Dataset excerpts
PR #2668, opened 2026-02-09
assemble: add name:prefix to collection journal selector

jgraettinger:
**Description:**

Finally enable the long-commented-out `name:prefix` attached to build partition selectors.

Exercise objective
Every entry needs to be written out again, exactly as given.

Answer box
PR #2668, opened 2026-02-09
assemble: add name:prefix to collection journal selector

jgraettinger:
**Description:**

Finally enable the long-commented-out `name:prefix` attached to build partition selectors.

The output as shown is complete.